Paul Krugman wants banking and finance to become boring again:

The banking industry that emerged [in the 1930s] was tightly regulated, far less colorful than it had been before the Depression, and far less lucrative for those who ran it. Banking became boring, partly because bankers were so conservative about lending: Household debt, which had fallen sharply as a percentage of G.D.P. during the Depression and World War II, stayed far below pre-1930s levels.

Strange to say, this era of boring banking was also an era of spectacular economic progress for most Americans. After 1980, however, as the political winds shifted, many of the regulations on banks were lifted — and banking became exciting again....And the meltdown came.

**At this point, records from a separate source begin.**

Issue #10, opened 2017-12-01
Add checkstyle rules


JonasHallFnx:
We made a decision on spaces rather than tabs.

PR #196, opened 2020-08-10
Cannot read multidimensional lists in configmap

pontusjo:
Newlines are read as strings if a multidimensional list is added to configmap.

Example of YAML structure that dont work in configmap:
`nicheBanks:  clients:    - testclient      - "12345"`
 
Error message:
`ERRO[2020-07-08T10:19:01.954502254+02:00] v1.ConfigMap.Data: ReadString: expects " or n, but found [, error found in #10 byte of ...|clients":[{"testclient|..., bigger context ...|3.8","database.port":"1234","nichebanks.clients":[ {"testclient":["12345"]}]},"kind":"Co|...`

### DIFF
--- a/config/src/main/java/se/fortnox/reactivewizard/config/ConfigReader.java
+++ b/config/src/main/java/se/fortnox/reactivewizard/config/ConfigReader.java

....But my sense is that policy makers are still thinking mainly about rearranging the boxes on the bank supervisory organization chart. They’re not at all ready to do what needs to be done — which is to make banking boring again.

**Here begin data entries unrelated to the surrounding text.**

PR #197, opened 2020-08-17
Making sure the no content fix is not called twice if it already exists

rassmate:
Making sure the NoContentFix is only added once


server/src/main/java/se/fortnox/reactivewizard/server/NoContentFixConfigurator.java
```diff
@@ -26,7 +26,7 @@ public void call(ChannelPipeline pipeline) {
         if (pipeline.get(NO_CONTENT_FIX) != null) {
             return;
         }
-        pipeline.addBefore(HttpTrafficHandler, "NoContentFix", new NoContentBodyFix());
+        pipeline.addBefore(HttpTrafficHandler, NO_CONTENT_FIX, new NoContentBodyFix());
```
rassmate: Nice catch 👍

Part of the problem is that boring banking would mean poorer bankers, and the financial industry still has a lot of friends in high places. But it’s also a matter of ideology: Despite everything that has happened, most people in positions of power still associate fancy finance with economic progress.

This is right on target.  High finance is always going to be more exciting than, say, running a regulated electric utility, but it shouldn't be a lot more exciting.

I've had the same thought on a narrower scale too.  There's a real sense in which credit derivatives and structured finance — things like credit default swaps and CDOs — are genuinely useful.  They shouldn't be outlawed.  But if they're done properly, the spreads on these instruments ought to be pretty thin.  Selling CDS ought to be about as exciting as selling property insurance and selling CDOs ought to be about as exciting as running a mutual fund.  But when you get to a point where merely packaging a bunch of securities and then rearranging them makes them suddenly far more lucrative — a blatant violation of the Law of One Price — you should know immediately that something is badly wrong.  These things should be reliable money spinners, but not much more.

So what's the best way of shrinking the financial industry and making it more boring?  This is plainly the key to any future regulatory reform.  Trying to cap pay, or even trying to reform how pay is established, is a hopeless task as long as the industry itself is huge and swimming in money.  But if you shrink the industry, pay takes care of itself.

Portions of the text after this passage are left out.